This is the feast that was happening outside the Japanese restaurant where I had lunch to-day (大川).
It sure feels like the hottest summer in U.S. history. I just got back from a variety of errands on foot--gas is too expensive even in this heat--and I'm completely soaked in sweat. I feel like an udon man.
I printed out the first story in the Sirenia Digest, "ONE TREE HILL (THE WORLD AS CATACLYSM)", and read it over lunch and tea. It was good. It's not related, as far as I can tell, to the television series of the same name, though I can't be sure never having watched the show. Caitlin says in the prologue it's influenced by the work of Shirley Jackson but, as usual of Caitlin's work, it strikes me as being more Lovecraftian. Which was interesting as it got me thinking about the essential differences between Jackson and Lovecraft. One might say "ONE TREE HILL" is close to how a Shirley Jackson story written by H.P. Lovecraft may have looked.

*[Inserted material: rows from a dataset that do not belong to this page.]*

PR #3494, opened 2024-10-24
ACP-77: Update P-chain state staker tests

StephenButtolph:
## Why this should be merged

Factored out of #3487.

1. Rewrites `TestPersistStakers` as `TestState_writeStakers` which uses test tables rather than extensive callbacks.
2. Fixes `TestState_writeStakers` to not break the invariants around subnet validators being a sub-set of the primary network validator set.
3. Expands `TestStateAddRemoveValidator` as `TestState_ApplyValidatorDiffs` which includes additional cases, such as adding an removing validators in the same diff.

## How this works

Generally cleans up existing tests and improves coverage.

## How this was tested

Only tests are modified.

### DIFF
--- a/vms/platformvm/state/state_test.go
+++ b/vms/platformvm/state/state_test.go
@@ -278,15 +278,13 @@ func TestState_writeStakers(t *testing.T) {
 			addStakerTx:              addSubnetValidator,
 			expectedCurrentValidator: subnetCurrentValidatorStaker,
 			expectedValidatorSetOutput: &validators.GetValidatorOutput{
-				NodeID:    subnetCurrentValidatorStaker.NodeID,
-				PublicKey: primaryNetworkCurrentValidatorStaker.PublicKey,
-				Weight:    subnetCurrentValidatorStaker.Weight,
+				NodeID: subnetCurrentValidatorStaker.NodeID,
+				Weight: subnetCurrentValidatorStaker.Weight,
 			},
 			expectedWeightDiff: &ValidatorWeightDiff{
 				Decrease: false,
 				Amount:   subnetCurrentValidatorStaker.Weight,
 			},
-			expectedPublicKeyDiff: maybe.Some[*bls.PublicKey](nil),
 		},
 		"delete current primary network validator": {
 			initialStakers: []*Staker{primaryNetworkCurrentValidatorStaker},
@@ -344,7 +342,6 @@ func TestState_writeStakers(t *testing.T) {
 				Decrease: true,
 				Amount:   subnetCurrentValidatorStaker.Weight,
 			},
-			expectedPublicKeyDiff: maybe.Some[*bls.PublicKey](primaryNetworkCurrentValidatorStaker.PublicKey),
 		},
 	}
 
--- a/vms/platformvm/state/state_test.go
+++ b/vms/platformvm/state/state_test.go
@@ -5,7 +5,6 @@ package state
 
 import (
 	"context"
-	"fmt"
 	"math"
 	"math/rand"
 	"sync"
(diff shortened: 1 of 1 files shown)


vms/platformvm/state/state_test.go
```diff
@@ -109,620 +110,384 @@ func TestStateSyncGenesis(t *testing.T) {
...
-			checkValidatorsSet: func(r *require.Assertions, s *state, staker *Staker) {
-				val, err := s.GetCurrentValidator(staker.SubnetID, staker.NodeID)
-				r.NoError(err)
-
-				valsMap := s.validators.GetMap(staker.SubnetID)
-				r.Contains(valsMap, staker.NodeID)
-				valOut := valsMap[staker.NodeID]
-				r.Equal(valOut.NodeID, staker.NodeID)
-				r.Equal(valOut.Weight, val.Weight+staker.Weight)
+			expectedPublicKeyDiff: maybe.Some[*bls.PublicKey](nil),
```
samliok, line 242: why would adding a validator not update the `publicKeyDiff`?

vms/platformvm/state/state_test.go
```diff
@@ -109,620 +110,384 @@ func TestStateSyncGenesis(t *testing.T) {
...
+		},
+		"add current primary network delegator": {
+			initialStakers:            []*Staker{primaryNetworkCurrentValidatorStaker},
+			initialTxs:                []*txs.Tx{addPrimaryNetworkValidator},
+			staker:                    primaryNetworkCurrentDelegatorStaker,
+			addStakerTx:               addPrimaryNetworkDelegator,
+			expectedCurrentValidator:  primaryNetworkCurrentValidatorStaker,
+			expectedCurrentDelegators: []*Staker{primaryNetworkCurrentDelegatorStaker},
+			expectedValidatorSetOutput: &validators.GetValidatorOutput{
+				NodeID:    primaryNetworkCurrentDelegatorStaker.NodeID,
```
samliok, line 252: to keep things consistent should this be `primaryNetworkCurrentValidatorStaker.NodeID`? It should be the same value though

vms/platformvm/state/state_test.go
```diff
@@ -109,620 +110,384 @@ func TestStateSyncGenesis(t *testing.T) {
...
+				PublicKey: primaryNetworkCurrentValidatorStaker.PublicKey,
+				Weight:    primaryNetworkCurrentDelegatorStaker.Weight + primaryNetworkCurrentValidatorStaker.Weight,
+			},
+			expectedWeightDiff: &ValidatorWeightDiff{
+				Decrease: false,
+				Amount:   primaryNetworkCurrentDelegatorStaker.Weight,
 			},
```
samliok, line 259: for these tests why not also sanity check the `expectedPublicKeyDiff`

vms/platformvm/state/state_test.go
```diff
@@ -988,43 +753,49 @@ func TestValidatorWeightDiff(t *testing.T) {
...
+	for i, primaryStaker := range primaryStakers {
+		subnetStakers[i] = Staker{
+			TxID:            ids.GenerateTestID(),
+			NodeID:          primaryStaker.NodeID,
+			PublicKey:       nil, // Key is inherited from the primary network
+			SubnetID:        subnetID,
+			Weight:          uint64(i + 1),
+			StartTime:       primaryStaker.StartTime,
+			EndTime:         primaryStaker.EndTime,
+			PotentialReward: uint64(i + 1),
```
samliok, line 793: doesn't seem like we use `PotentialReward` anyway, but if start time and end time are the same, then shouldn't the potential reward be 0?

samliok (approved):

vms/platformvm/state/state_test.go
StephenButtolph: This is specifying a key diff (providing a `maybe.Some` means there is a key diff present). Adding a validator results in a key diff where the prior value was `nil`.

vms/platformvm/state/state_test.go
StephenButtolph: These tests are verifying that there is no public key diff.

vms/platformvm/state/state_test.go
StephenButtolph: > if start time and end time are the same

`endTime` is 24h after `startTime` throughout this test, but you're right these values don't really matter for this test.

PR #3598, opened 2024-12-16
GetTXFee API Refactor

samliok:
## Why this should be merged

Removes the `info.GetFeeTx` endpoint which is now deprecated. The api is moved to the `XChainClient` which only returns relevant fields now. 

## How this was tested

Added a test to CI.

Yes


meaghanfitzgerald:
looks good so far, would just double check that none of the `wallet` service functionality for the p-chain is broken by removing the endpoint. It shouldn't, as a new tx fee getter was already implemented pre etna, but it doesn't hurt to check that all those tests are passing

vms/avm/client.go
```diff
@@ -385,6 +389,17 @@ func (c *client) GetAllBalances(
 	return res.Balances, err
 }
 
+type GetTxFeeReply struct {
+	TxFee            uint64 `json:"txFee"`
+	CreateAssetTxFee uint64 `json:"createAssetTxFee"`
+}
```
StephenButtolph, line 395: I think we typically define these in the service file - not the client file.

vms/avm/service.md
```diff
@@ -783,6 +783,47 @@ curl -X POST --data '{
...
+```
+
+**Example Response**:
+
+```json
+{
+  "jsonrpc": "2.0",
+  "result": {
+    "txFee": "1000000",
+    "createAssetTxFee": "10000000"
```
StephenButtolph, line 822: Currently the service returns `uint64` and not the `json.Uint64` helper - so I don't think these are quoted in the response... Right? I think either this doc should be updated or we should be returning quoted strings.

In the past we returned quoted numbers to avoid floating point inaccuracies in javascript (because all numbers in js are floating point and they lose precision after 2^53).

wallet/chain/p/context.go
```diff
@@ -45,38 +44,15 @@ func NewContextFromClients(
...
-	staticFeeConfig, err := infoClient.GetTxFee(ctx)
+	_, gasPrice, _, err := chainClient.GetFeeState(ctx)
 	if err != nil {
 		return nil, err
 	}
 
 	return &builder.Context{
-		NetworkID:   networkID,
-		AVAXAssetID: avaxAssetID,
-		StaticFeeConfig: fee.StaticConfig{
```
StephenButtolph, line 71: Can we remove `StaticFeeConfig` entirely? Perhaps we should add a TODO to the context to remove that field (as I don't think we need it anymore).

samliok: created this, will tackle in another pr
https://github.com/ava-labs/avalanchego/issues/3601

vms/avm/service.md
```diff
@@ -783,6 +783,47 @@ curl -X POST --data '{
 }
 ```
 
+### `info.getTxFee`
```
meaghanfitzgerald, line 786:
```suggestion
### `avm.getTxFee`
```

vms/avm/service.md
```diff
@@ -783,6 +783,47 @@ curl -X POST --data '{
...
+
+Get the fees of the network.
+
+**Signature**:
+
+```
+info.getTxFee() ->
```
meaghanfitzgerald, line 793:
```suggestion
avm.getTxFee() ->
```

vms/avm/service.md
meaghanfitzgerald, line 786: the api docs list the endpoints in alphabetical order. `avm.getTxFee` should come after [avm.getTx](https://docs.avax.network/api-reference/x-chain/api#avmgettx)

meaghanfitzgerald (approved):
lgtm, e2e pre etna is failling but i think that is expected?

samliok:
> lgtm, e2e pre etna is failling but i think that is expected?

yes its expected, but not sure why `e2e_existing_network` is failing

meaghanfitzgerald:
lets see if it fails after merging master

samliok:
closing this pr for #3610 since a more extensive pr is needed for the e2e tests to pass.

meaghanfitzgerald:
is there a PR that supersedes this?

I suppose the primary difference between the two is that Jackson wrote from the perspective of nervous, introverted, unreliable narrators and Lovecraft wrote from the perspective of nervous, introverted narrators in unreliable worlds. In Shirley Jackson's work, even though your vehicle is this person whose point of view has been made so strange, whose categorical discernings are so rigid and strange, you still get the impression of a world ticking outside this head without Jackson ever deviating from the first person narration. That's one of the things that made Jackson such a particularly great writer, and it's a talent that I think makes her more accessible as a writer for many people than Lovecraft's talent does. People like dialogue, being fooled into thinking what's really just one writer concocting all this stuff is in fact several independent minds. In Caitlin's work, and in Lovecraft's, the narrator's mind and the environment are inextricable, the characters seem to be manifestations of the protagonist's nerves. What's interesting about "ONE TREE HILL" is the character or creature the narrator perceives but never looks at directly. It seems for most of the story to be a manifestation of the narrator's better judgement, or indoctrinated civilised judgement, until the end when it seems to be shown as a more definitely supernatural other. An entity whose nature is precisely that which the entity had been attempting to dissuade the narrator from investigating. So it becomes an interesting rumination on how the mind works and the validity of perspectives on certain modes of living being better than others.
Twitter Sonnet #414
Chilled choices sap Google's grain demesne.
Huckleberry raspberries blame genes.
Friendly records duped Andy Dufresne.
Prisons deprive disks of bonus dirt scenes.
Television Yosemite sinks grey.
Martian shellfish help carry pills back home.
Animal robbers need concrete to stay.
Lamination negates the careful chrome.
Strong scented sundae mantels still remain.
The pipes replenish ponds on the old street.
Diverse rations are too strange to retain.
Squares trust too many pixels to compete.
Luminous dagnabbit and tarnation.
Disturbed dunk tanks trickle radiation.